Overview
As AI-generated images become increasingly photorealistic, detecting synthetic content is a growing challenge in computer vision. This project explores how different neural network architectures — from a hand-built MLP to a convolutional network — perform on the same binary classification task: is this image real or AI-generated?
The project takes two approaches. First, an MLP implemented entirely from scratch in NumPy to understand the underlying mechanics. Second, a CNN in PyTorch to demonstrate real-world performance and compare against the baseline.
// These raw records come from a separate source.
PR #60, opened 2024-12-12
NPI-3653 - Update code to handle new V2 IGS logs

ronaldmaj:
A quick PR to update the code to handle new metadata fields in IGS log files.

This will still be able to read and process the old IGS log files as well (backwards compatible)

### DIFF
--- a/gnssanalysis/gn_io/igslog.py
+++ b/gnssanalysis/gn_io/igslog.py
@@ -159,7 +159,7 @@ def parse_igs_log(filename_array: _np.ndarray) -> _np.ndarray:
     :param _np.ndarray filename_array: Metadata on input log file. Expects ndarray of the form [CODE DATE PATH]
     :return _np.ndarray: Returns array with data from the IGS log file parsed
     """
-    file_code, __, file_path = filename_array
+    file_code, _, file_path = filename_array
 
     with open(file_path, "rb") as file:
         data = file.read()
--- a/gnssanalysis/gn_io/igslog.py
+++ b/gnssanalysis/gn_io/igslog.py
@@ -294,13 +294,13 @@ def translate_series(series: _pd.Series, translation: dict) -> _pd.Series:
 
 def gather_metadata(
     logs_glob_path: str = "/data/station_logs/station_logs_IGS/*/*.log", rnx_glob_path: str = None, num_threads: int = 1
-) -> _List[_pd.DataFrame, _pd.DataFrame, _pd.DataFrame]:
+) -> _List[_pd.DataFrame]:
     """Parses log files found with glob expressions into pd.DataFrames
 
     :param str logs_glob_path: A glob expression for log files, defaults to "/data/station_logs_IGS/*/*.log"
     :param str rnx_glob_path: A glob expression for rnx files, e.g. /data/pea/exs/data/*.rnx, defaults to None
     :param int num_threads: Number of threads to run, defaults to 1
-    :return _List[_pd.DataFrame, _pd.DataFrame, _pd.DataFrame]: List of DataFrames with [ID, Receiver, Antenna] data
+    :return _List[_pd.DataFrame]: List of DataFrames with [ID, Receiver, Antenna] data
     """
     parsed_filenames = find_recent_logs(logs_glob_path=logs_glob_path, rnx_glob_path=rnx_glob_path).values
 
--- a/gnssanalysis/gn_io/igslog.py
+++ b/gnssanalysis/gn_io/igslog.py
@@ -1,5 +1,6 @@
 """IGS log files parser"""
 
+import logging
 import glob as _glob
 import re as _re
 from multiprocessing import Pool as _Pool
@@ -12,6 +13,8 @@ from .. import gn_frame as _gn_frame
 from .. import gn_io as _gn_io
 from .. import gn_transform as _gn_transform
 from tqdm import tqdm
+
+logger = logging.getLogger(__name__)
 
 _REGEX_ID = _re.compile(
     rb"""
@@ -126,6 +129,22 @@ def find_recent_logs(logs_glob_path: str, rnx_glob_path=None) -> _pd.DataFrame:
     return recent_logs_df
 
 
+def determine_log_version(data: bytes):
+    REGEX_VERSION_1 = _re.compile(rb"""(site log\))""")
+    REGEX_VERSION_2 = _re.compile(rb"""(site log v2)""")
+
+    # check for version 1:
+    result_v1 = REGEX_VERSION_1.search(data)
+    result_v2 = REGEX_VERSION_2.search(data)
+
+    if result_v1 is not None:
+        return "v1.0"
+    elif result_v2 is not None:
+        return "v2.0"
+    else:
+        return "Unknown"
+
+
 def parse_igs_log(filename_array: _np.ndarray) -> _np.ndarray:
     """Parses igs log and outputs ndarray with parsed data
     Expects ndarray of the form [CODE DATE PATH]"""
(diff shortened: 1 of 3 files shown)


gnssanalysis/gn_io/igslog.py
```diff
@@ -109,21 +134,25 @@ def parse_igs_log(filename_array: _np.ndarray) -> _np.ndarray:
...
         data = file.read()
 
-    blk_id = _REGEX_ID.search(data)
+    blk_id = _REGEX_ID_V2.search(data)
     if blk_id is None:
-        tqdm.write(f"ID rejected from {file_path}")
-        return _np.array([]).reshape(0, 12)
+        blk_id = _REGEX_ID.search(data)
+        if blk_id is None:
+            tqdm.write(f"ID rejected from {file_path}")
```
seballgeyer, line 141: There is just 2 files in the library that uses tqdm (top.py too), shall we think about removing it?

gnssanalysis/gn_io/igslog.py
```diff
@@ -109,21 +134,25 @@ def parse_igs_log(filename_array: _np.ndarray) -> _np.ndarray:
     with open(file_path, "rb") as file:
         data = file.read()
 
-    blk_id = _REGEX_ID.search(data)
+    blk_id = _REGEX_ID_V2.search(data)
     if blk_id is None:
```
seballgeyer, line 138: Maybe a variable `version_2` can be used to have so we don't need to do the check for the next modification

gnssanalysis/gn_io/igslog.py
```diff
@@ -109,21 +134,25 @@ def parse_igs_log(filename_array: _np.ndarray) -> _np.ndarray:
...
 
     blk_id = [blk_id[1].decode().upper(), blk_id[2].decode().upper()]  # no .groups() thus 1 and 2
     code = blk_id[0]
     if code != file_code:
         tqdm.write(f"{code}!={file_code} at {file_path}")
         return _np.array([]).reshape(0, 12)
 
-    blk_loc = _REGEX_LOC.search(data)
+    blk_loc = _REGEX_LOC_V2.search(data)
     if blk_loc is None:
```
seballgeyer, line 151: if we have a variable version2 we can just do 
```
if version2:
  do something
else:
  do something else

File: gnssanalysis/gn_io/igslog.py [hunk 4]
```diff
@@ -109,21 +134,25 @@ def parse_igs_log(filename_array: _np.ndarray) -> _np.ndarray:
     with open(file_path, "rb") as file:
         data = file.read()
 
-    blk_id = _REGEX_ID.search(data)
+    blk_id = _REGEX_ID_V2.search(data)
```
seballgeyer, line 137: an unit test can be good so we can have a quick check if it works or not?

gnssanalysis/gn_io/igslog.py
```diff
@@ -109,21 +134,25 @@ def parse_igs_log(filename_array: _np.ndarray) -> _np.ndarray:
     with open(file_path, "rb") as file:
```
seballgeyer, line 134: [suggestion]
```suggestion
    with open(file_path, "rb") as file:
```
The function itself is doing as a few goals. It will be good to separate the concerns so it is doing specific goals. 
for example
```
def parse_igs_log:
   call to read igs file
   cal to find V1 or V2
   them call specific funtion to read each parts.

File: gnssanalysis/gn_io/igslog.py [hunk 6]
```diff
@@ -109,21 +134,25 @@ def parse_igs_log(filename_array: _np.ndarray) -> _np.ndarray:
...
         data = file.read()
```
seballgeyer, line 135: Also as you like to comment on everyone else PR. 
the time you change this file, could you review and update the documentation `on-line sphinx style` with input/output descriptions ;)

seballgeyer (changes requested):

gnssanalysis/gn_io/igslog.py
```diff
@@ -101,6 +129,22 @@ def find_recent_logs(logs_glob_path: str, rnx_glob_path=None) -> _pd.DataFrame:
     return recent_logs_df
 
 
+def determine_log_version(data: bytes):
+    REGEX_VERSION_1 = _re.compile(rb"""(site log\))""")
```
seballgeyer, line 133: REGEX_VERSION_1 should be _REGEX_VERSION_1 to follow the existing coding standard

gnssanalysis/gn_io/igslog.py
```diff
@@ -101,6 +129,22 @@ def find_recent_logs(logs_glob_path: str, rnx_glob_path=None) -> _pd.DataFrame:
...
+    REGEX_VERSION_2 = _re.compile(rb"""(site log v2)""")
+
+    # check for version 1:
+    result_v1 = REGEX_VERSION_1.search(data)
```
seballgeyer, line 137: I suppose if version 1 is successful we don't need to check if version 2 is good?

gnssanalysis/gn_io/igslog.py
```diff
@@ -101,6 +129,22 @@ def find_recent_logs(logs_glob_path: str, rnx_glob_path=None) -> _pd.DataFrame:
...
+    result_v2 = REGEX_VERSION_2.search(data)
+
+    if result_v1 is not None:
```
seballgeyer, line 140: `if result_v1 is not None` should have the same effect then `if result_v1`

gnssanalysis/gn_io/igslog.py
```diff
@@ -101,6 +129,22 @@ def find_recent_logs(logs_glob_path: str, rnx_glob_path=None) -> _pd.DataFrame:
     return recent_logs_df
 
 
+def determine_log_version(data: bytes):
```
seballgeyer, line 132: return type missing.

seballgeyer (changes requested):

gnssanalysis/gn_io/igslog.py
ronaldmaj: Done

gnssanalysis/gn_io/igslog.py
ronaldmaj: Left this as is, introduced an if/else above to assign `_REGEX_ID` ...

gnssanalysis/gn_io/igslog.py
ronaldmaj: Achieved with new function search for version number, and then assigning existing variables based on the regex pattern to use

gnssanalysis/gn_io/igslog.py
ronaldmaj: Fixed

gnssanalysis/gn_io/igslog.py
ronaldmaj: Fixed.
And yep, there is a closed bracket in version 1 - I guess they weren't expecting it to change

gnssanalysis/gn_io/igslog.py
ronaldmaj: Yep true. This has been updated so that a check of both is no longer necessary

gnssanalysis/gn_io/igslog.py
ronaldmaj: Changed to `if result_v1`

gnssanalysis/gn_io/igslog.py
```diff
@@ -101,6 +129,22 @@ def find_recent_logs(logs_glob_path: str, rnx_glob_path=None) -> _pd.DataFrame:
...
+    # check for version 1:
+    result_v1 = REGEX_VERSION_1.search(data)
+    result_v2 = REGEX_VERSION_2.search(data)
+
+    if result_v1 is not None:
+        return "v1.0"
+    elif result_v2 is not None:
+        return "v2.0"
+    else:
+        return "Unknown"
```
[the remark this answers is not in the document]
ronaldmaj: Added

gnssanalysis/gn_io/igslog.py
ronaldmaj: I've moved the "find version number" functionality out and it is now just called

gnssanalysis/gn_io/igslog.py
ronaldmaj: I've gone through and updated the doc-strings for all functions in this file

gnssanalysis/gn_io/igslog.py
```diff
@@ -109,30 +153,39 @@ def parse_igs_log(filename_array: _np.ndarray) -> _np.ndarray:
     with open(file_path, "rb") as file:
         data = file.read()
 
-    blk_id = _REGEX_ID.search(data)
+    version = determine_log_version(data)
```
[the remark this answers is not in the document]
ronaldmaj: Done and done.

ronaldmaj (commented):
I think I've address the outstanding comments you've left on this. Let me know if I've missed anything

gnssanalysis/gn_io/igslog.py
```diff
@@ -101,38 +138,76 @@ def find_recent_logs(logs_glob_path: str, rnx_glob_path=None) -> _pd.DataFrame:
...
+    """
+    file_code, _, file_path = filename_array
 
     with open(file_path, "rb") as file:
         data = file.read()
 
+    try:
+        version = determine_log_version(data)
+    except LogVersionError as e:
+        logger.warning(f"Error: {e}, skipping parsing the log file")
```
seballgeyer, line 178: in this case, when the exception is raised, the code will still continue even if the version is uknown, 
I am not sure what do we want to do. 
one option is to stop the function (either re- `raise` 
```python
except LogVersionError as e:
    logger.warning(...)
   raise
```
or just an empty return
```python
except .....
     logger.warning(....)
    return
```

seballgeyer (changes requested):

gnssanalysis/gn_io/igslog.py
ronaldmaj: I've gone with returning None

gnssanalysis/gn_io/igslog.py
ronaldmaj: I've now written up unit tests for all the regex functions in `parse_igs_log()` - which includes the two new ones I've introduced.
I was considering whether to just do a unit test for the entire `parse_igs_log()` function, but I've decided to break it up.
As always, happy to try other suggestions

tests/test_igslog.py
```diff
@@ -0,0 +1,73 @@
...
+
+from gnssanalysis.gn_io import igslog
+from test_datasets.sitelog_test_data import abmf_site_log_v1 as v1_data, abmf_site_log_v2 as v2_data
+
+
+class Testregex(unittest.TestCase):
+    def test_determine_log_version(self):
+        # Ensure version 1 and 2 strings are produced as expected
+        self.assertEqual(igslog.determine_log_version(v1_data), "v1.0")
+        self.assertEqual(igslog.determine_log_version(v2_data), "v2.0")
```
seballgeyer, line 13: Missing checking if it raise an exception if no igs log is provided
```python
self.assertRaises
```

seballgeyer (changes requested):

seballgeyer (dismissed):

seballgeyer (approved):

Approach 1 — MLP from Scratch (NumPy)
Built without any deep learning framework. Every component is implemented manually: parameter initialisation (He scaling), forward propagation, cost computation (Binary Cross-Entropy), backpropagation, and gradient descent with learning rate decay. Both full-batch and mini-batch variants were implemented.
2-Layer Network
Architecture: LINEAR → ReLU → LINEAR → Sigmoid
- Full-batch (7000 epochs): 75.44% test accuracy
- Mini-batch (100 epochs): 78.40% test accuracy
4-Layer Network
Architecture: [LINEAR → ReLU] × 3 → LINEAR → Sigmoid
- Full-batch (7000 epochs): 76.44% test accuracy
- Mini-batch (100 epochs): 81.94% test accuracy
Approach 2 — CNN (PyTorch)
Three progressively improved CNN versions, each addressing overfitting from the previous.
Baseline CNN
Train: 99.39% / Test: 95.08% / Gap: 4.31%
CNN + Dropout
Dropout(0.5) inserted after FC1's ReLU, randomly zeroing 50% of neurons per batch to reduce memorisation.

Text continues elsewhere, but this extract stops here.